* [What to produce] Pick every line from the data below that contains the string "looped" and copy it.

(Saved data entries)
PR #786, opened 2026-07-11
OPT-1096 Wavecrate scan: verify identity before rename transfer

PORTALSURFER:
## Scope
- remove immediate rename and pending-rename identity transfer based only on size/mtime
- add unmatched large files neutrally and retain removed metadata as pending
- let deep hashing transfer metadata and analysis identity only after an exact content-hash match
- remove the obsolete facts-candidate cache and no-hash rename mutation path

## Definition of Done
- unrelated same-size/same-mtime files never inherit identity, ratings, tags, or analysis artifacts
- genuine large renames reconcile after deep hashing
- deferred rename state survives database restart
- small/already-hashable rename handling remains immediate and hash-authoritative

## Validation commands
- `cargo test -p wavecrate-scan --lib rename_reconciliation` (6 passed)
- `cargo test -p wavecrate-scan --lib` (33 passed)
- `cargo clippy -p wavecrate-scan --all-targets --no-deps -- -D warnings`
- `git diff --check`

## Known limitations
- Dependency-inclusive clippy remains independently blocked on `main` by the `CopyJournalEntry::new_copy` argument-count finding addressed in PR #781; the Wavecrate Scan all-target lane passes with `--no-deps`.

### DIFF
--- a/crates/wavecrate-library/src/sample_sources/db/mod.rs
+++ b/crates/wavecrate-library/src/sample_sources/db/mod.rs
@@ -11,6 +11,7 @@ mod open_profiles;
 mod pending_renames;
 /// Read-only database queries for sample sources.
 pub mod read;
+mod rename_destinations;
 /// SQLite schema management for sample source databases.
 pub mod schema;
 /// Durable per-source tag catalog and sample assignment helpers.
--- a/crates/wavecrate-library/src/sample_sources/db/pending_renames.rs
+++ b/crates/wavecrate-library/src/sample_sources/db/pending_renames.rs
@@ -22,6 +22,8 @@ pub struct PendingRenameEntry {
     pub modified_ns: i64,
     /// Last known content hash, if one was computed before pruning.
     pub content_hash: Option<String>,
+    /// Stable filesystem-object identity captured before pruning, when supported.
+    pub file_identity: Option<String>,
     /// Current rating/tag for the file.
     pub tag: Rating,
     /// Whether the sample was marked looped.
@@ -96,6 +98,7 @@ impl SourceDatabase {
                     file_size,
                     modified_ns: row.get(2)?,
                     content_hash: row.get(3)?,
+                    file_identity: row.get(14)?,
                     tag: Rating::from_i64(row.get::<_, i64>(4)?),
                     looped: row.get::<_, i64>(5)? != 0,
                     sound_type: row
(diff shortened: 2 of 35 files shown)


PORTALSURFER:
@codex review

PORTALSURFER:
@codex review

PORTALSURFER:
@codex review

PORTALSURFER:
@codex review

PORTALSURFER:
Addressed all four findings from the latest review in 972ddf5f2.

- Targeted scans now persist newly discovered rename destinations transactionally with a scan generation, so a destination survives one split watcher batch but expires after an unrelated batch.
- Quick scans persist their candidate snapshot so the exported detached deep-hash helper can still reconcile proven renames without an in-memory `ScanStats` candidate set.
- Full folder discovery is responsive again: it publishes after the quick scan and schedules detached deep hashing.
- Deferred hash/list failures (including cancellation) now propagate from synchronous completion instead of being logged as success.
- Unique candidate hash matches remain valid even when mtime changes, while plain deletes and expired duplicate candidates do not transfer identity.

Validation:
- `cargo test -p wavecrate-scan rename_reconciliation -- --quiet` (14 passed)
- `cargo test -p wavecrate-scan -- --quiet` (41 passed)
- `cargo test -p wavecrate-library sample_sources::db -- --quiet` (107 passed)
- `git diff --check`

@codex review

PORTALSURFER:
Addressed the latest review findings in `2f703cc46`:

- full quick scans now preserve rename destinations carried between split watcher batches;
- deferred hashing is gated on actual rename work or explicitly pending hashes, so a plain delete cannot trigger an unrelated whole-source backfill;
- the controller preserves and publishes already-committed quick-scan deltas if deferred hashing fails.

Validation:
- `cargo test -p wavecrate-scan rename_reconciliation -- --quiet`
- `cargo test -p wavecrate deferred_failure_preserves_committed_quick_scan_stats -- --quiet`
- `cargo test -p wavecrate-scan -- --quiet`

@codex review

PORTALSURFER:
Addressed the latest review findings in `e7ce35e73`.

- rename destinations now age across both targeted and full quick scans: they survive one intervening full scan between watcher halves, but expire on a second full scan instead of persisting indefinitely;
- candidate-only deferred reconciliation hashes only actual rename destination paths, leaving unrelated large unhashed rows for the normal backfill lane;
- empty-source maintenance now publishes the already-committed scan refresh when deferred hashing fails, while logging the hash failure with source context;
- added focused expiry, candidate-scope, and committed-refresh regressions.

Validation:
- `cargo test -p wavecrate-scan rename_reconciliation -- --quiet` (16 passed)
- `cargo test -p wavecrate deferred_hash_failure_preserves_committed_empty_source_refresh -- --quiet`
- `cargo test -p wavecrate-scan -- --quiet` (43 passed)
- `git diff --check`

@codex review

PORTALSURFER:
Addressed all three follow-up findings in 686a77da3:

- retained rename destinations are now re-read and re-hashed before they can receive identity
- duplicate live paths remain ambiguous; facts-based disambiguation now considers every live path, not only retained candidates
- filesystem refresh reports success once `sync_paths` commits, while logging a deferred-hash failure instead of misreporting the committed sync as failed

Added regressions for replacement-before-delete and a later copy alongside an existing duplicate.

Validation:
- `cargo test -p wavecrate-scan -- --quiet` (45 passed)

@codex review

* [Solution]
     /// Whether the sample was marked looped.
                     looped: row.get::<_, i64>(5)? != 0,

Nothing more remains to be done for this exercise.